**AIM OF THE TASK**
Please retype every entry, keeping each one exactly as written.

Start of ENTRIES SHOWN

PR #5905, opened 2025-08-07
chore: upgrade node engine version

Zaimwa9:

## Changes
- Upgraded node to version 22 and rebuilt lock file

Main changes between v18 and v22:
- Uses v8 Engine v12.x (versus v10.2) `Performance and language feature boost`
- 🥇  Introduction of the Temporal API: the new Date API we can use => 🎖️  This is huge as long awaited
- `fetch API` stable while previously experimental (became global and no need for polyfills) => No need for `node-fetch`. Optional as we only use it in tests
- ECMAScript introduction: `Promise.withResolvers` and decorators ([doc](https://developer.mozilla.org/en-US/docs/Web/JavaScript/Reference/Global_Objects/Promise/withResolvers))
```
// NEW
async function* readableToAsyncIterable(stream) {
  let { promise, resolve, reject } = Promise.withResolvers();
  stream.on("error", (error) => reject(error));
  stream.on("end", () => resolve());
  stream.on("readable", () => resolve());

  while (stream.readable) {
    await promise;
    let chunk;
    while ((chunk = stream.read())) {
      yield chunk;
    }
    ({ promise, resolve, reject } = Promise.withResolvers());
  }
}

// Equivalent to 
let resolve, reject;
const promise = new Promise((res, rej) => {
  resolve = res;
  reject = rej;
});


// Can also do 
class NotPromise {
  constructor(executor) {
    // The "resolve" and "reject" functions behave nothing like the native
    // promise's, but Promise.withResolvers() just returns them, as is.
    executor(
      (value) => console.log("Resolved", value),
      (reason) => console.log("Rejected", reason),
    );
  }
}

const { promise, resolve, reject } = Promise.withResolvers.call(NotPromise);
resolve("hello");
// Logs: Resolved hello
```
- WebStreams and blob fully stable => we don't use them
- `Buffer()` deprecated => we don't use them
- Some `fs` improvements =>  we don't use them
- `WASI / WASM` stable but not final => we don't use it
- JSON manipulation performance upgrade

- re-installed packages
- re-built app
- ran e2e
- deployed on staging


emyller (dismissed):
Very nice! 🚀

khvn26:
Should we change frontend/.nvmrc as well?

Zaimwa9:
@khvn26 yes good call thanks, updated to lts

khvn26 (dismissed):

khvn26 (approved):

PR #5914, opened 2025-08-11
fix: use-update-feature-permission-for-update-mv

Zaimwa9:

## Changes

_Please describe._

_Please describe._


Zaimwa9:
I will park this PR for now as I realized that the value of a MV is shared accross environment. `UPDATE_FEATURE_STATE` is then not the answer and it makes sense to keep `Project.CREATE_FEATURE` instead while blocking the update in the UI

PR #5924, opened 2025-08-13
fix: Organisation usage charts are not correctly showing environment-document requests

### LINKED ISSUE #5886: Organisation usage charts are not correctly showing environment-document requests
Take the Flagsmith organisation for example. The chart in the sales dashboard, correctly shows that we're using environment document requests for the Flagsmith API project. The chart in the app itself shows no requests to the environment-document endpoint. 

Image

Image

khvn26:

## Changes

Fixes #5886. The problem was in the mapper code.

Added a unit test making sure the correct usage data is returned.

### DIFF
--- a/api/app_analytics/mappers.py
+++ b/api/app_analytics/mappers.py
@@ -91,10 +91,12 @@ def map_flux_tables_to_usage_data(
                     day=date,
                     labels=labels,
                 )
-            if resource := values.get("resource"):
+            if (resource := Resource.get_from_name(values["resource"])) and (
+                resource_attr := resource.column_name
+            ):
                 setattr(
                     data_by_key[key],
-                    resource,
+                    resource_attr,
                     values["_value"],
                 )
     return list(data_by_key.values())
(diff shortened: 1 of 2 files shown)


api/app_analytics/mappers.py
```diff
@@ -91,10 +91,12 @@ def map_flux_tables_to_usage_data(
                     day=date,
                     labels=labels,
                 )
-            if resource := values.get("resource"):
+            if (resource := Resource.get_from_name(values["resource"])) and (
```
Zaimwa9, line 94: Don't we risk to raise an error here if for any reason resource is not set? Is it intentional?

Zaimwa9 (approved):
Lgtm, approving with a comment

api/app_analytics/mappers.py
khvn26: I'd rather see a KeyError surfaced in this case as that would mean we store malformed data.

End of ENTRIES SHOWN

**RESULT OF THE TASK**
PR #5905, opened 2025-08-07
chore: upgrade node engine version

Zaimwa9:

## Changes
- Upgraded node to version 22 and rebuilt lock file

Main changes between v18 and v22:
- Uses v8 Engine v12.x (versus v10.2) `Performance and language feature boost`
- 🥇  Introduction of the Temporal API: the new Date API we can use => 🎖️  This is huge as long awaited
- `fetch API` stable while previously experimental (became global and no need for polyfills) => No need for `node-fetch`. Optional as we only use it in tests
- ECMAScript introduction: `Promise.withResolvers` and decorators ([doc](https://developer.mozilla.org/en-US/docs/Web/JavaScript/Reference/Global_Objects/Promise/withResolvers))
```
// NEW
async function* readableToAsyncIterable(stream) {
  let { promise, resolve, reject } = Promise.withResolvers();
  stream.on("error", (error) => reject(error));
  stream.on("end", () => resolve());
  stream.on("readable", () => resolve());

  while (stream.readable) {
    await promise;
    let chunk;
    while ((chunk = stream.read())) {
      yield chunk;
    }
    ({ promise, resolve, reject } = Promise.withResolvers());
  }
}

// Equivalent to 
let resolve, reject;
const promise = new Promise((res, rej) => {
  resolve = res;
  reject = rej;
});


// Can also do 
class NotPromise {
  constructor(executor) {
    // The "resolve" and "reject" functions behave nothing like the native
    // promise's, but Promise.withResolvers() just returns them, as is.
    executor(
      (value) => console.log("Resolved", value),
      (reason) => console.log("Rejected", reason),
    );
  }
}

const { promise, resolve, reject } = Promise.withResolvers.call(NotPromise);
resolve("hello");
// Logs: Resolved hello
```
- WebStreams and blob fully stable => we don't use them
- `Buffer()` deprecated => we don't use them
- Some `fs` improvements =>  we don't use them
- `WASI / WASM` stable but not final => we don't use it
- JSON manipulation performance upgrade

- re-installed packages
- re-built app
- ran e2e
- deployed on staging


emyller (dismissed):
Very nice! 🚀

khvn26:
Should we change frontend/.nvmrc as well?

Zaimwa9:
@khvn26 yes good call thanks, updated to lts

khvn26 (dismissed):

khvn26 (approved):

PR #5914, opened 2025-08-11
fix: use-update-feature-permission-for-update-mv

Zaimwa9:

## Changes

_Please describe._

_Please describe._


Zaimwa9:
I will park this PR for now as I realized that the value of a MV is shared accross environment. `UPDATE_FEATURE_STATE` is then not the answer and it makes sense to keep `Project.CREATE_FEATURE` instead while blocking the update in the UI

PR #5924, opened 2025-08-13
fix: Organisation usage charts are not correctly showing environment-document requests

### LINKED ISSUE #5886: Organisation usage charts are not correctly showing environment-document requests
Take the Flagsmith organisation for example. The chart in the sales dashboard, correctly shows that we're using environment document requests for the Flagsmith API project. The chart in the app itself shows no requests to the environment-document endpoint. 

Image

Image

khvn26:

## Changes

Fixes #5886. The problem was in the mapper code.

Added a unit test making sure the correct usage data is returned.

### DIFF
--- a/api/app_analytics/mappers.py
+++ b/api/app_analytics/mappers.py
@@ -91,10 +91,12 @@ def map_flux_tables_to_usage_data(
                     day=date,
                     labels=labels,
                 )
-            if resource := values.get("resource"):
+            if (resource := Resource.get_from_name(values["resource"])) and (
+                resource_attr := resource.column_name
+            ):
                 setattr(
                     data_by_key[key],
-                    resource,
+                    resource_attr,
                     values["_value"],
                 )
     return list(data_by_key.values())
(diff shortened: 1 of 2 files shown)


api/app_analytics/mappers.py
```diff
@@ -91,10 +91,12 @@ def map_flux_tables_to_usage_data(
                     day=date,
                     labels=labels,
                 )
-            if resource := values.get("resource"):
+            if (resource := Resource.get_from_name(values["resource"])) and (
```
Zaimwa9, line 94: Don't we risk to raise an error here if for any reason resource is not set? Is it intentional?

Zaimwa9 (approved):
Lgtm, approving with a comment

api/app_analytics/mappers.py
khvn26: I'd rather see a KeyError surfaced in this case as that would mean we store malformed data.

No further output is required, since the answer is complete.